> Work order
No line of the records may be dropped; print them all again exactly.

> The data
PR #196, opened 2016-02-05
Tickets/DM-5022: Modernize Python usage

timj:
Modernize the python code in Qserv to Python 2.7 style. Mainly:

* Print function
* `in` rather than `has_key()`
* Octal numbers use "o"
* List comprehensions rather than map/lambda

### DIFF
--- a/admin/bin/qserv-admin.py
+++ b/admin/bin/qserv-admin.py
@@ -644,7 +644,7 @@ def main():
             # wait for commands and process
             parser.receiveCommands()
         except(KeyboardInterrupt, SystemExit, EOFError):
-            print("")
+            print()
 
 if __name__ == "__main__":
     main()
--- a/admin/bin/qserv-admin.py
+++ b/admin/bin/qserv-admin.py
@@ -32,6 +32,7 @@ Known issues and todos:
  - many commands still need to be implemented
  - need to separate dangerous admin commands like DROP EVERYTHING
 """
+from __future__ import print_function
 
 # standard library imports
 import ConfigParser
@@ -368,7 +369,7 @@ class CommandParser(object):
         """
         Print available commands.
         """
-        print self._supportedCommands
+        print(self._supportedCommands)
 
     def _parseRelease(self, tokens):
         """
@@ -390,7 +391,7 @@ class CommandParser(object):
         if t == 'DATABASES':
             names = self._css.getDbNames()
             for name in names:
-                print name
+                print(name)
         elif t == 'NODES':
             self._parseShowNodes()
         else:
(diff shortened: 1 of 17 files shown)


admin/bin/qserv-admin.py
```diff
@@ -636,14 +637,14 @@ def main():
             try:
                 parser.parse(cmd)
             except (_ToolError, css.CssError) as e:
-                print "ERROR: ", e.__str__()
+                print("ERROR: ", e.__str__())
```
andy-slac: Not related to modernization, but should not use special methods like `__str__` directly, we'll need to make another round of cleanup for those I guess.

admin/bin/qserv-admin.py
```diff
@@ -636,14 +637,14 @@ def main():
...
                 sys.exit(1)
     else:
         try:
             # wait for commands and process
             parser.receiveCommands()
         except(KeyboardInterrupt, SystemExit, EOFError):
-            print ""
+            print("")
```
andy-slac: Is not this the same as `print()`?

admin/bin/qserv-admin.py
timj: I did not spot that. I'll replace them with `str(e)`.

admin/bin/qserv-admin.py
timj: Yes. Will fix.

admin/python/lsst/qserv/admin/nodeMgmt.py
```diff
@@ -123,11 +123,11 @@ def selectDict(self, state=None, nodeType=None):
         """
 
         # if state is a string make a list out of it
-        if isinstance(state, types.StringTypes):
+        if isinstance(state, str):
```
andy-slac: Does not this leave out `unicode` in Python2?

timj: Yes, I had not meant to leave that change in. Sorry. This needs to be dealt properly for python portability (including the option of jut going to python 3).

site_scons/site_tools/unittest.py
```diff
@@ -91,14 +92,14 @@ def __call__(self, target, source, env):
                 shutil.move(out, out + '.failed')
                 msg = '*** Unit test failed, check log file ' + out + '.failed ***'
                 sep = '*' * len(msg)
-                print sep + '\n' + msg + '\n' + sep
+                print(sep + '\n' + msg + '\n' + sep)
```
andy-slac: Should we modernize further:

    print(sep, msg, sep, sep='\n')

Mixing `sep` as argument and keyword argument is confusing, I'd rename `sep` variable to something else

timj: I'm happy to modernize further.

PR #199, opened 2016-02-12
Tickets/dm 2900

fjammes:


admin/tools/docker/work/Dockerfile
```diff
@@ -15,7 +15,8 @@ COPY scripts/*.sh /home/dev/scripts/
 RUN chown -R dev:dev /home/dev/.eups && \
     chown -R dev:dev /home/dev/scripts && \
     chmod g+w /qserv/stack/ && \
-    chmod -R g+w /qserv/stack/Linux64/mysql
+    chmod -R g+w /qserv/stack/Linux64/mysql/*/lib/plugin && \
```
andy-slac: Will this fail if stack does not have mysql package?

fjammes: ok removed, we use mariadb now.

PR #201, opened 2016-02-23
Tickets/dm 4440

fjammes:


core/modules/wbase/Base.h
```diff
@@ -65,20 +65,6 @@ extern std::string const CREATE_DUMMY_SUBCHUNK_SCRIPT;
 void updateResultPath(char const* resultPath=0);
 void clearResultPath();
 
-// Hashing-related
-std::string hashToPath(std::string const& hash);
-std::string hashToResultPath(std::string const& hash);
```
andy-slac: Do you want to remove these two methods from .cc file as well?

core/modules/wdb/QueryRunner.cc
```diff
@@ -135,13 +134,12 @@ bool QueryRunner::runQuery() {
     Release release(_task, this);
 
     if (_task->getCancelled()) {
-        LOGS(_log, LOG_LVL_DEBUG, "runQuery, task was cancelled before it started. "
-             << _task->dbName);
+        LOGF(_log, LOG_LVL_DEBUG, "runQuery, task was cancelled before it started. %1%" % _task->hash);
```
andy-slac: Don't do this, we are removing LOGF macros from log and replacing them with LOGS. Same for the message below.

core/modules/wbase/Base.h
fjammes: :+1: thanks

> Task answer
PR #196, opened 2016-02-05
Tickets/DM-5022: Modernize Python usage

timj:
Modernize the python code in Qserv to Python 2.7 style. Mainly:

* Print function
* `in` rather than `has_key()`
* Octal numbers use "o"
* List comprehensions rather than map/lambda

### DIFF
--- a/admin/bin/qserv-admin.py
+++ b/admin/bin/qserv-admin.py
@@ -644,7 +644,7 @@ def main():
             # wait for commands and process
             parser.receiveCommands()
         except(KeyboardInterrupt, SystemExit, EOFError):
-            print("")
+            print()
 
 if __name__ == "__main__":
     main()
--- a/admin/bin/qserv-admin.py
+++ b/admin/bin/qserv-admin.py
@@ -32,6 +32,7 @@ Known issues and todos:
  - many commands still need to be implemented
  - need to separate dangerous admin commands like DROP EVERYTHING
 """
+from __future__ import print_function
 
 # standard library imports
 import ConfigParser
@@ -368,7 +369,7 @@ class CommandParser(object):
         """
         Print available commands.
         """
-        print self._supportedCommands
+        print(self._supportedCommands)
 
     def _parseRelease(self, tokens):
         """
@@ -390,7 +391,7 @@ class CommandParser(object):
         if t == 'DATABASES':
             names = self._css.getDbNames()
             for name in names:
-                print name
+                print(name)
         elif t == 'NODES':
             self._parseShowNodes()
         else:
(diff shortened: 1 of 17 files shown)


admin/bin/qserv-admin.py
```diff
@@ -636,14 +637,14 @@ def main():
             try:
                 parser.parse(cmd)
             except (_ToolError, css.CssError) as e:
-                print "ERROR: ", e.__str__()
+                print("ERROR: ", e.__str__())
```
andy-slac: Not related to modernization, but should not use special methods like `__str__` directly, we'll need to make another round of cleanup for those I guess.

admin/bin/qserv-admin.py
```diff
@@ -636,14 +637,14 @@ def main():
...
                 sys.exit(1)
     else:
         try:
             # wait for commands and process
             parser.receiveCommands()
         except(KeyboardInterrupt, SystemExit, EOFError):
-            print ""
+            print("")
```
andy-slac: Is not this the same as `print()`?

admin/bin/qserv-admin.py
timj: I did not spot that. I'll replace them with `str(e)`.

admin/bin/qserv-admin.py
timj: Yes. Will fix.

admin/python/lsst/qserv/admin/nodeMgmt.py
```diff
@@ -123,11 +123,11 @@ def selectDict(self, state=None, nodeType=None):
         """
 
         # if state is a string make a list out of it
-        if isinstance(state, types.StringTypes):
+        if isinstance(state, str):
```
andy-slac: Does not this leave out `unicode` in Python2?

timj: Yes, I had not meant to leave that change in. Sorry. This needs to be dealt properly for python portability (including the option of jut going to python 3).

site_scons/site_tools/unittest.py
```diff
@@ -91,14 +92,14 @@ def __call__(self, target, source, env):
                 shutil.move(out, out + '.failed')
                 msg = '*** Unit test failed, check log file ' + out + '.failed ***'
                 sep = '*' * len(msg)
-                print sep + '\n' + msg + '\n' + sep
+                print(sep + '\n' + msg + '\n' + sep)
```
andy-slac: Should we modernize further:

    print(sep, msg, sep, sep='\n')

Mixing `sep` as argument and keyword argument is confusing, I'd rename `sep` variable to something else

timj: I'm happy to modernize further.

PR #199, opened 2016-02-12
Tickets/dm 2900

fjammes:


admin/tools/docker/work/Dockerfile
```diff
@@ -15,7 +15,8 @@ COPY scripts/*.sh /home/dev/scripts/
 RUN chown -R dev:dev /home/dev/.eups && \
     chown -R dev:dev /home/dev/scripts && \
     chmod g+w /qserv/stack/ && \
-    chmod -R g+w /qserv/stack/Linux64/mysql
+    chmod -R g+w /qserv/stack/Linux64/mysql/*/lib/plugin && \
```
andy-slac: Will this fail if stack does not have mysql package?

fjammes: ok removed, we use mariadb now.

PR #201, opened 2016-02-23
Tickets/dm 4440

fjammes:


core/modules/wbase/Base.h
```diff
@@ -65,20 +65,6 @@ extern std::string const CREATE_DUMMY_SUBCHUNK_SCRIPT;
 void updateResultPath(char const* resultPath=0);
 void clearResultPath();
 
-// Hashing-related
-std::string hashToPath(std::string const& hash);
-std::string hashToResultPath(std::string const& hash);
```
andy-slac: Do you want to remove these two methods from .cc file as well?

core/modules/wdb/QueryRunner.cc
```diff
@@ -135,13 +134,12 @@ bool QueryRunner::runQuery() {
     Release release(_task, this);
 
     if (_task->getCancelled()) {
-        LOGS(_log, LOG_LVL_DEBUG, "runQuery, task was cancelled before it started. "
-             << _task->dbName);
+        LOGF(_log, LOG_LVL_DEBUG, "runQuery, task was cancelled before it started. %1%" % _task->hash);
```
andy-slac: Don't do this, we are removing LOGF macros from log and replacing them with LOGS. Same for the message below.

core/modules/wbase/Base.h
fjammes: :+1: thanks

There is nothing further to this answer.